Some members may find it difficult to “visualize” exactly what we are doing, so the following graphic is an attempt to, perhaps, make it a little easier to understand:
The above plot shows actual data for VTI. The blue peaks and valleys show the value of the short term (91 day) momentum. As can be seen, the value of this parameter oscillates between ~ +/- 15%. The same thing holds for the (182 day) long term momentum (green plot) that oscillates between ~ +/- 10%. The time period along the x-axis is ~ 4 years. For positive momentum values (above the axis) when the blue peaks can be seen above the green peaks, short term momentum is greater than long term momentum and when the blue peaks are hidden behind the green peaks the short term momentum is lower than the long term momentum.

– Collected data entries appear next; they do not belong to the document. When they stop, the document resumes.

PR #918, opened 2025-03-14
Add support for importing and flushing all models

grantholle:
This PR adds the ability to flush and import all models configured in a scout config. This is helpful to run a single command to handle all your model updates, such as during deployments when you may have adjusted model settings and need to have them re-indexed.

It checks to see if you have included the now optional `model` argument or new `--all` flag, falling back to the argument. If neither are provided, a `RuntimeException` is thrown alerting the user to the missing `model` argument.


taylorotwell:

PR #919, opened 2025-03-25
fix Builder.php - not actually using returned results from afterRawSearchCallback

The-Rabak:
Fix using afterRawSearchCallback without actually getting back the returned results. 
If the purpose of the afterRawSearchCallback is to allow changes to be made on preprocessed raw results then this part was probably left out by mistake.

I believe this was the intended use for this callback that was unintentionally missed.

### DIFF
--- a/src/Builder.php
+++ b/src/Builder.php
@@ -564,7 +564,7 @@ class Builder
     public function applyAfterRawSearchCallback($results)
     {
         if ($this->afterRawSearchCallback) {
-            $results = call_user_func($this->afterRawSearchCallback, $results);
+            $results = call_user_func($this->afterRawSearchCallback, $results) ?: $results;
         }
 
         return $results;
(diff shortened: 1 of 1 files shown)


src/Builder.php
```diff
@@ -564,7 +564,7 @@ protected function getTotalCount($results)
     public function applyAfterRawSearchCallback($results)
     {
         if ($this->afterRawSearchCallback) {
-            call_user_func($this->afterRawSearchCallback, $results);
+            $results = call_user_func($this->afterRawSearchCallback, $results);
```
gdebrauwer: @The-Rabak If the afterRawSearchCallback does not return anything, then it should still use the original $result value (similar to the afterQuery-method on eloquent's query builder). Otherwise, this will be a breaking change.
```suggestion
            $results = call_user_func($this->afterRawSearchCallback, $results) ?: $results;
```

The-Rabak:
@gdebrauwer thank you for the catch, you're definitely right, applied and committed your suggestion.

The above graphic is not quite scaled correctly but (approximately) when there is a cross of the blue and green lines (e.g. orange squares) this would correspond to a change in the “Absolute Acceleration” number we see in the spreadsheet i.e. it would be positive if we can see the blue, negative when the blue is hidden.
Reverse the above statements for troughs below the horizontal axis – but we’re not too interested in these.
The dark red line shows the 33 day (future) return from the date on the horizontal axis at which the momentum measurements are made. e.g. at the bright red line, had an investor bought VTI then he/she would have seen ~5% return over the next 33 days. Note the lack of data at the right hand edge of the graphic since, obviously, the 33 day future return cannot be measured ahead of time.
The simplest observation to be made from looking at this graphic is that generally, if both short and long term momentum is positive (e.g. in the area of the yellow oval) then we have a high probability of seeing a positive return (dark red line) if the asset is held for 33 days.
We can also see from the above that momentum investors will not benefit from “bottom fishing”. Note the high returns in the blue oval at the left side of the graphic – but the negative short and long term momentum values. Momentum is a longer term trend following system and “lag” is an inherent feature of the methodology.
I don’t know whether this will help members visualize what we are doing a little more clearly – but I thought I would post in case it helps.